### Exercise data

⟨

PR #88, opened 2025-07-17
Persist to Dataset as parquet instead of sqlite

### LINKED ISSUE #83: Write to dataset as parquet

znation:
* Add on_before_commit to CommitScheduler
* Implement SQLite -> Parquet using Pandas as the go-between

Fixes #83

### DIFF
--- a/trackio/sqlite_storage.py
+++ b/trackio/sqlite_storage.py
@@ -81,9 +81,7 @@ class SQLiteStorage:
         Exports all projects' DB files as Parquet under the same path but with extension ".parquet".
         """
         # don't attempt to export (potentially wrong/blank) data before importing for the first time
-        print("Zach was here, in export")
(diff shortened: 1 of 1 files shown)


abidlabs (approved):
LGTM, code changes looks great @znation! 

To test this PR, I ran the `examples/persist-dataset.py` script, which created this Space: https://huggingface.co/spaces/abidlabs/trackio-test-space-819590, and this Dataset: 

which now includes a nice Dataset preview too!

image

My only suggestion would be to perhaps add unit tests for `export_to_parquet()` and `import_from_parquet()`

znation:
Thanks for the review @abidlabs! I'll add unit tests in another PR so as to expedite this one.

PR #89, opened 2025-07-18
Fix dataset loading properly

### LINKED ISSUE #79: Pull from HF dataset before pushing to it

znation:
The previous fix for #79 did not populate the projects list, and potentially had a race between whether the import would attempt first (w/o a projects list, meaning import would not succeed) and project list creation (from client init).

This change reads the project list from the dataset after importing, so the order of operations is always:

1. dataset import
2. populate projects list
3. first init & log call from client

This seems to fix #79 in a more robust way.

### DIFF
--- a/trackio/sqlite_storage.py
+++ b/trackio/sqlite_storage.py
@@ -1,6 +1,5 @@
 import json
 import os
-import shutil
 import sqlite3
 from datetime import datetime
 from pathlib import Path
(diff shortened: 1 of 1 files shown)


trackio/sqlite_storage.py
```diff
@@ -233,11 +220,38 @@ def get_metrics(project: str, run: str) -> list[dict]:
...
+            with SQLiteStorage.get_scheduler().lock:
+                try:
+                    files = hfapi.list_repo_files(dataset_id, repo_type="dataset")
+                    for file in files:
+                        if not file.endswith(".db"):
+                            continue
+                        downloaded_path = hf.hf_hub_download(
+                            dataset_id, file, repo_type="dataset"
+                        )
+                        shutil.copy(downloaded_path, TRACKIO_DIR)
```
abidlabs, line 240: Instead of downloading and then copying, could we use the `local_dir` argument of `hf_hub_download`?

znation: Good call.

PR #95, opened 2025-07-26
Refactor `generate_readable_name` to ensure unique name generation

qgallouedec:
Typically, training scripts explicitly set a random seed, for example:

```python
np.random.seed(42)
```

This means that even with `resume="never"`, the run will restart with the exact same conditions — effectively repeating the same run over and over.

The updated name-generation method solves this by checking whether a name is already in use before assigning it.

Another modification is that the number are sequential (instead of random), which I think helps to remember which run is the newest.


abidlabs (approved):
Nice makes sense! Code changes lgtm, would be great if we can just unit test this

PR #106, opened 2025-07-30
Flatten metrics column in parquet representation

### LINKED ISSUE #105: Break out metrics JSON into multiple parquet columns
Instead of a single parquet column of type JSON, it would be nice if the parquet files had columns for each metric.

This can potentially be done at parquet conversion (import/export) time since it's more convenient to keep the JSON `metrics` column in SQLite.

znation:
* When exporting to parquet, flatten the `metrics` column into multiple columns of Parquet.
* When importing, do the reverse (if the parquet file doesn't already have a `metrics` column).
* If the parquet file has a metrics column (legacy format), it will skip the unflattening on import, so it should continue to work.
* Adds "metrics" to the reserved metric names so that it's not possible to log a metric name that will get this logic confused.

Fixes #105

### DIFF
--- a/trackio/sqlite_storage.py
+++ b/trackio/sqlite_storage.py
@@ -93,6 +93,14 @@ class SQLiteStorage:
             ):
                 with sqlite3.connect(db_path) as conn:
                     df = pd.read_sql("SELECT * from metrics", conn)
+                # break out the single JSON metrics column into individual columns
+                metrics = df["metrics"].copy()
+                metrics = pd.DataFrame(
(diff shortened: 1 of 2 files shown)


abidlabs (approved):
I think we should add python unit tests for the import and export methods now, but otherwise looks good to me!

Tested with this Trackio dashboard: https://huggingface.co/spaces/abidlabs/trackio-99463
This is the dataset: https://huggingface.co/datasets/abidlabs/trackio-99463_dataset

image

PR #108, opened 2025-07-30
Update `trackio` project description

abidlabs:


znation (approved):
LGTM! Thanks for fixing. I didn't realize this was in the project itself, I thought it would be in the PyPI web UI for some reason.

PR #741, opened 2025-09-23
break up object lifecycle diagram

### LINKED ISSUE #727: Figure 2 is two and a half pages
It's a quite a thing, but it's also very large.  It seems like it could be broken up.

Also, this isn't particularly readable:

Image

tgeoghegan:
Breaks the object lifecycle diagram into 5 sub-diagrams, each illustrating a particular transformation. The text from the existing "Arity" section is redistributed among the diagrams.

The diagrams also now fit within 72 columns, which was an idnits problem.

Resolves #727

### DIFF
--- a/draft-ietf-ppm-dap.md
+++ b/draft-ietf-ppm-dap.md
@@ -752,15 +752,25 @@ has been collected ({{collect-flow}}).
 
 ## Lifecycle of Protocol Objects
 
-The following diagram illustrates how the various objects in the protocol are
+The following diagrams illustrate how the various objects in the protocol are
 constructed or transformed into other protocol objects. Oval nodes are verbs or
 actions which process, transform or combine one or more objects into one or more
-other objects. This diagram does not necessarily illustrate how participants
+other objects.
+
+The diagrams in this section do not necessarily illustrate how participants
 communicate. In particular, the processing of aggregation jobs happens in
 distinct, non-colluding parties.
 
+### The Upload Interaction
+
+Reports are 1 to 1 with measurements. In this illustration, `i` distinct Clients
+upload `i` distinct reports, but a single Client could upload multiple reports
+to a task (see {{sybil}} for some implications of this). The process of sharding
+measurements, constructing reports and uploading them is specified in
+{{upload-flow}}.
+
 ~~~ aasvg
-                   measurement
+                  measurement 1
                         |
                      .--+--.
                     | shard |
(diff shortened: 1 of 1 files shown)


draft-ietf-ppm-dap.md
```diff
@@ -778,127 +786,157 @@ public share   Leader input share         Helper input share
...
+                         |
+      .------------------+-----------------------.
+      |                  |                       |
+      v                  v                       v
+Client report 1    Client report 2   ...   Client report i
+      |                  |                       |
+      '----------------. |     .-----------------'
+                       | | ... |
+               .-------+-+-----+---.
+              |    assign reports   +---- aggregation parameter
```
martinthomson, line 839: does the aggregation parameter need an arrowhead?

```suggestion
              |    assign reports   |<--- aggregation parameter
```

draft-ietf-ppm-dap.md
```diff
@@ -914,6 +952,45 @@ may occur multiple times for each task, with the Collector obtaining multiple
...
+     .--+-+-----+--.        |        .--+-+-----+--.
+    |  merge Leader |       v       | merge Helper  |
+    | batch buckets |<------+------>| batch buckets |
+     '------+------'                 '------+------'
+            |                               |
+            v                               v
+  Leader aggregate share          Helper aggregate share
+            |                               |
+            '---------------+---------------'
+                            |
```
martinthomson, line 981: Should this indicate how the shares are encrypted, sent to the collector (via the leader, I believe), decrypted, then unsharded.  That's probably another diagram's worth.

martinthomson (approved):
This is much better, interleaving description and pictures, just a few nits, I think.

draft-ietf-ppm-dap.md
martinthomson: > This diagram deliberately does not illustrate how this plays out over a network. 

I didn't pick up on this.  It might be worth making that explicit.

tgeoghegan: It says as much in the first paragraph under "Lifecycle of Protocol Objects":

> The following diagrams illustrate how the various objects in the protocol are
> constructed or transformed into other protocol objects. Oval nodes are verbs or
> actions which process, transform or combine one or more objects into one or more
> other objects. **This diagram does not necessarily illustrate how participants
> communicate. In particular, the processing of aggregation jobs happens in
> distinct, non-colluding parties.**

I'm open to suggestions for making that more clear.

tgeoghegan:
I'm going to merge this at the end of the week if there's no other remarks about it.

⟩

### Try it
Copy out, exactly and alone, the lines of the entries above between the ones holding "The updated name-generation" and "Another modification is", inclusive.

### Output of the task
The updated name-generation method solves this by checking whether a name is already in use before assigning it.

Another modification is that the number are sequential (instead of random), which I think helps to remember which run is the newest.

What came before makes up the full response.